** Try it **
Beneath this instruction is a block of data; output from it exactly the lines that run from the one containing "Due to a missed" through the one containing "<span class='annotation-item civic'", inclusive.

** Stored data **

════════════════════

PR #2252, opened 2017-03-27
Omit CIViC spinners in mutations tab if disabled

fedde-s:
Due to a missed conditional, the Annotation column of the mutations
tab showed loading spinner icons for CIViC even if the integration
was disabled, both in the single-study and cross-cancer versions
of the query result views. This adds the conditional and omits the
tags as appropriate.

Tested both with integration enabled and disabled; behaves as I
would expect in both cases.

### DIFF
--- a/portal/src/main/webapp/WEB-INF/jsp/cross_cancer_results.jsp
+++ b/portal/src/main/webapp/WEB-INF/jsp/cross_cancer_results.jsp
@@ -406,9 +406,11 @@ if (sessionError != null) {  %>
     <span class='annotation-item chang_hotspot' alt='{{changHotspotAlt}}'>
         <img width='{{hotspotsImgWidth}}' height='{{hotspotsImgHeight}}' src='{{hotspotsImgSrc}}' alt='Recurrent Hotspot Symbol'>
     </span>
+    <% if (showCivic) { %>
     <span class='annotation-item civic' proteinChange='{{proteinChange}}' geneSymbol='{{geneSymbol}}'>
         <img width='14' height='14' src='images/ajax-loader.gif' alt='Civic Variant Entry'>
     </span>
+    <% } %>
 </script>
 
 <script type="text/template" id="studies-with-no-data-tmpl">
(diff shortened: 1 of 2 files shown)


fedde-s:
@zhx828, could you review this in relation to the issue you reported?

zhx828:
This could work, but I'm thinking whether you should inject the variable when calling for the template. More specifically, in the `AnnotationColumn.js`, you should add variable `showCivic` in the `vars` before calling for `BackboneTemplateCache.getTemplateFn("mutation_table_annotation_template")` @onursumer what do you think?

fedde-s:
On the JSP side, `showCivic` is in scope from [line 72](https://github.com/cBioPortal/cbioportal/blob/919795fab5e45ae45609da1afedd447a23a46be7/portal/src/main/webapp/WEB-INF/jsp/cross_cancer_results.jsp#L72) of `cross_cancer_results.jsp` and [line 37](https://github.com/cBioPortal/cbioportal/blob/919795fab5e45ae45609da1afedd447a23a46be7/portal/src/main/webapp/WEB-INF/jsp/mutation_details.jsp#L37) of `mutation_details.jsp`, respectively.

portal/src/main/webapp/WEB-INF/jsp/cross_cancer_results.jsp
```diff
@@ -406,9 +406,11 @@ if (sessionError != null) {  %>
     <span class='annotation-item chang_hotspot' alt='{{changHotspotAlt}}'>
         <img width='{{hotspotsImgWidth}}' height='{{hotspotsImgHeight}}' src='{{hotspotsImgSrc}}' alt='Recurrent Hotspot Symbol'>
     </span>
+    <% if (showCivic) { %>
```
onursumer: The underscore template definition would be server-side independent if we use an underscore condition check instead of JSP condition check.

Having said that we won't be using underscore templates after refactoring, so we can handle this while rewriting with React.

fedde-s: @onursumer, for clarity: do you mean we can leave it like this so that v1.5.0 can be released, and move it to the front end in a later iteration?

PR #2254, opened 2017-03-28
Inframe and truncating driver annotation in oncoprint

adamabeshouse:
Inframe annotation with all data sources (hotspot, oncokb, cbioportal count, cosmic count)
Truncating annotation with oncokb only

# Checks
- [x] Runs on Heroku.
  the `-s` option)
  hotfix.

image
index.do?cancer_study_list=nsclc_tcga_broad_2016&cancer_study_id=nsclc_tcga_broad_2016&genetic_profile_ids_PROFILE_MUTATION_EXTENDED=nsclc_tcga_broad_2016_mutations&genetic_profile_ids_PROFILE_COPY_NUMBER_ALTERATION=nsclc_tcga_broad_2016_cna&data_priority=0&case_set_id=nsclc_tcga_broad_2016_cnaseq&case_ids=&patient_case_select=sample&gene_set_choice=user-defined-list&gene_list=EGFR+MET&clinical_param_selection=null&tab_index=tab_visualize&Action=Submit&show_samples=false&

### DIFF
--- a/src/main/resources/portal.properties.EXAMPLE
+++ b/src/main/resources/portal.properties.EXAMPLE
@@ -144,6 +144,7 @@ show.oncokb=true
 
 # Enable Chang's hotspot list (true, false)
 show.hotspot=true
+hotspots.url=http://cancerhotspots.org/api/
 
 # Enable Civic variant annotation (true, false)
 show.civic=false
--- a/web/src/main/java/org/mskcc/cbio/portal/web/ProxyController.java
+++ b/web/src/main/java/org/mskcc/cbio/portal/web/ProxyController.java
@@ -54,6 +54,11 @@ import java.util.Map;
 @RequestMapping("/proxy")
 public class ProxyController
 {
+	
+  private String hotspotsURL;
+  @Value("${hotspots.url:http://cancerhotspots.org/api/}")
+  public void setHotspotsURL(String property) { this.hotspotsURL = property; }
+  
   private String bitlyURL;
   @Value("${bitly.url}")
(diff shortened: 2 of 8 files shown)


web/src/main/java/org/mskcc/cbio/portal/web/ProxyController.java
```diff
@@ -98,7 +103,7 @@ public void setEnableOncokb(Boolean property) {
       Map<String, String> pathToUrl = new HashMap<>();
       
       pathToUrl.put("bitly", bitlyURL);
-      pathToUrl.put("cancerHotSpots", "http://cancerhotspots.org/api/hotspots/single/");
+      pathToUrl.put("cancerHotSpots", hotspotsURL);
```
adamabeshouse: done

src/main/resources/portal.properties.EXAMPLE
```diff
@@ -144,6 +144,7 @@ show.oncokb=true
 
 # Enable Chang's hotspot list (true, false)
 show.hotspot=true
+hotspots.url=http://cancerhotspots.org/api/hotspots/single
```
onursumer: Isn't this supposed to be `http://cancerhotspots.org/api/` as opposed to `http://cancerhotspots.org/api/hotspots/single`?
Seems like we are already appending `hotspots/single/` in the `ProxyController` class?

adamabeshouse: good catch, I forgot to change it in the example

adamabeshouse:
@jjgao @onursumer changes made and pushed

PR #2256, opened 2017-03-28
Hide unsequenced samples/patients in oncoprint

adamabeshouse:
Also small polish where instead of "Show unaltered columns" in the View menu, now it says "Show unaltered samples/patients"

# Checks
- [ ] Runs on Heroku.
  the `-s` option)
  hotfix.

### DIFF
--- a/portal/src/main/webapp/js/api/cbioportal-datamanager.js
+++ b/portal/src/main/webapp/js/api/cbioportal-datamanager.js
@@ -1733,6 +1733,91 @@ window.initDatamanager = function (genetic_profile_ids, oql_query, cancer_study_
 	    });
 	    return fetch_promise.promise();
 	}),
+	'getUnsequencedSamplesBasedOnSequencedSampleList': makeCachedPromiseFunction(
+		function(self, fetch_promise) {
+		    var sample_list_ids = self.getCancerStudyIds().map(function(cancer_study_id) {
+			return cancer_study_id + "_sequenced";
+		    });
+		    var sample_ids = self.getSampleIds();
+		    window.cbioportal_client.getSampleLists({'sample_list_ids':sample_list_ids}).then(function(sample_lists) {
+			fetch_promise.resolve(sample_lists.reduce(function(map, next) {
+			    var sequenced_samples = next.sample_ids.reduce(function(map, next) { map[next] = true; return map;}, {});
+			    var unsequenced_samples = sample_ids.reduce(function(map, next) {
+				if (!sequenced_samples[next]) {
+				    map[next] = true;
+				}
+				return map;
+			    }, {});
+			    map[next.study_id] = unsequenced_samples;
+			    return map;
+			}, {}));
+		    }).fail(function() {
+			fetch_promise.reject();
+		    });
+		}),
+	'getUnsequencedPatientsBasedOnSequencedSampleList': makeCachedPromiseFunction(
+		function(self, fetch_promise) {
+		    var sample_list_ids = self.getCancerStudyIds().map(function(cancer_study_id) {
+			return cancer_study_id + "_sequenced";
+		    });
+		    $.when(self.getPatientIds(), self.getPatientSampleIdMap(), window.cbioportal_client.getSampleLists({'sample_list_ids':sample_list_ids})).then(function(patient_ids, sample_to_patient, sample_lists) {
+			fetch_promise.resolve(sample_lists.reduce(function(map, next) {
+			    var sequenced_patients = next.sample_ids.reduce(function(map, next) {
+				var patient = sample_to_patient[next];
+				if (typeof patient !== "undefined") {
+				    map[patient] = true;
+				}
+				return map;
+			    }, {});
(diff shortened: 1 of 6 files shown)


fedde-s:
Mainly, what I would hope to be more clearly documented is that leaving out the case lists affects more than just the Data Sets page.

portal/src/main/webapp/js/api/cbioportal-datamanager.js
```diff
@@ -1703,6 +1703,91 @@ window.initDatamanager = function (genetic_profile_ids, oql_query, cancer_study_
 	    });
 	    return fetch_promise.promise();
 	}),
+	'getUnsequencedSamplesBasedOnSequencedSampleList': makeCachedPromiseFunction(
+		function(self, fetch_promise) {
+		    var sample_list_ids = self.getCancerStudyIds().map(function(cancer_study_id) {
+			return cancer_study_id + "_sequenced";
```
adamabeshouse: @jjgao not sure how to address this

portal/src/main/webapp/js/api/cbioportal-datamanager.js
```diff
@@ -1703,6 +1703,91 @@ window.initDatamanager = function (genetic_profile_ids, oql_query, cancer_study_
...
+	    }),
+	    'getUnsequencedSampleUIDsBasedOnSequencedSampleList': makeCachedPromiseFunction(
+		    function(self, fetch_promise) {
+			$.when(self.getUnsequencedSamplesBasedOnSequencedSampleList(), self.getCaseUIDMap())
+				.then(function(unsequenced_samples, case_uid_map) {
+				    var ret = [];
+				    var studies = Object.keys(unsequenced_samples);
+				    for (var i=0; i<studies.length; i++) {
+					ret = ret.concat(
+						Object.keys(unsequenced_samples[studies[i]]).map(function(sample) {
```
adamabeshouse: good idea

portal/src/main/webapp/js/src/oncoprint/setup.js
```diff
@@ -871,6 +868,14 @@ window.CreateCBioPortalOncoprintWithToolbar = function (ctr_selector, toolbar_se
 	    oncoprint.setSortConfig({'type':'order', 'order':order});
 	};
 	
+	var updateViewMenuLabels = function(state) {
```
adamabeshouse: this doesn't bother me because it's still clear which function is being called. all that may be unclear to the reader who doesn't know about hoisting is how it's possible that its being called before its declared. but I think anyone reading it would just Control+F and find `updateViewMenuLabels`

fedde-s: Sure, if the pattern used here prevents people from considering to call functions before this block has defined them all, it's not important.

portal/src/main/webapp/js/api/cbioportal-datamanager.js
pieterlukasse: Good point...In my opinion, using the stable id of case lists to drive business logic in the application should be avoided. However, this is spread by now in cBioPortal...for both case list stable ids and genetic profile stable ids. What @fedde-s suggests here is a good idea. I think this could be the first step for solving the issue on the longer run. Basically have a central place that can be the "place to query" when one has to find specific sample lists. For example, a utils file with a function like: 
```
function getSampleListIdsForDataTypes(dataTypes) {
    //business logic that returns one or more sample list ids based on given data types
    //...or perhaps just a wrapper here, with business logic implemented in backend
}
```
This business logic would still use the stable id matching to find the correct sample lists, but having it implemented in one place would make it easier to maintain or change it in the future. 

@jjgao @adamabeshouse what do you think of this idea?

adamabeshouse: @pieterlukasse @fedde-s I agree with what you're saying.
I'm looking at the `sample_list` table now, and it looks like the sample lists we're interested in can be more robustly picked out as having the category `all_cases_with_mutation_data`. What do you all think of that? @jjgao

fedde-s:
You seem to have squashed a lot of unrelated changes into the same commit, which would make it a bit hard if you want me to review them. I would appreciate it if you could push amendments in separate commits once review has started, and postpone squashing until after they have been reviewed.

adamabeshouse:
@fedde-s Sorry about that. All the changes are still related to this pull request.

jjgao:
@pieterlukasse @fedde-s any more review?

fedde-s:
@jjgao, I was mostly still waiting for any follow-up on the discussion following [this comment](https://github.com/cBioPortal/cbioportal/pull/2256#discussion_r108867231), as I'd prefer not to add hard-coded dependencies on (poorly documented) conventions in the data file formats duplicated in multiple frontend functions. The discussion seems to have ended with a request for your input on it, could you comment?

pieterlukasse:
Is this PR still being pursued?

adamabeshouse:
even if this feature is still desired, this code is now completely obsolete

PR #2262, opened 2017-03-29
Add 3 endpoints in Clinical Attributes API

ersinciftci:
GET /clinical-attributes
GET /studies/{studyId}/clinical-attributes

════════════════════

** Result **
Due to a missed conditional, the Annotation column of the mutations
tab showed loading spinner icons for CIViC even if the integration
was disabled, both in the single-study and cross-cancer versions
of the query result views. This adds the conditional and omits the
tags as appropriate.

Tested both with integration enabled and disabled; behaves as I
would expect in both cases.

### DIFF
--- a/portal/src/main/webapp/WEB-INF/jsp/cross_cancer_results.jsp
+++ b/portal/src/main/webapp/WEB-INF/jsp/cross_cancer_results.jsp
@@ -406,9 +406,11 @@ if (sessionError != null) {  %>
     <span class='annotation-item chang_hotspot' alt='{{changHotspotAlt}}'>
         <img width='{{hotspotsImgWidth}}' height='{{hotspotsImgHeight}}' src='{{hotspotsImgSrc}}' alt='Recurrent Hotspot Symbol'>
     </span>
+    <% if (showCivic) { %>
     <span class='annotation-item civic' proteinChange='{{proteinChange}}' geneSymbol='{{geneSymbol}}'>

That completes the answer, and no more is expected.